- [WHAT THE TASK REQUIRES] Print the listing below exactly, leaving nothing out.

- [DATA PROVIDED]
PR #5120, opened 2026-09-14
Add optional head hitter sprint jumping

AverWasTaken:
Supersedes #5105: per cbd182b the primary development branch is `1.21.4` now, so the changes were ported onto it (only real adjustment was the Mojang-mapping rename `isOnGround()` → `onGround()`). The old PR closed as a side effect of the branch move and GitHub doesn't let it reopen, hence this one. `clearOfLedgesAhead` also now bails when the support under the next two positions isn't physically there yet, addressing the last review comment on the old PR.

- [RESPONSE AREA]
PR #5120, opened 2026-09-14
Add optional head hitter sprint jumping

AverWasTaken:
Supersedes #5105: per cbd182b the primary development branch is `1.21.4` now, so the changes were ported onto it (only real adjustment was the Mojang-mapping rename `isOnGround()` → `onGround()`). The old PR closed as a side effect of the branch move and GitHub doesn't let it reopen, hence this one. `clearOfLedgesAhead` also now bails when the support under the next two positions isn't physically there yet, addressing the last review comment on the old PR.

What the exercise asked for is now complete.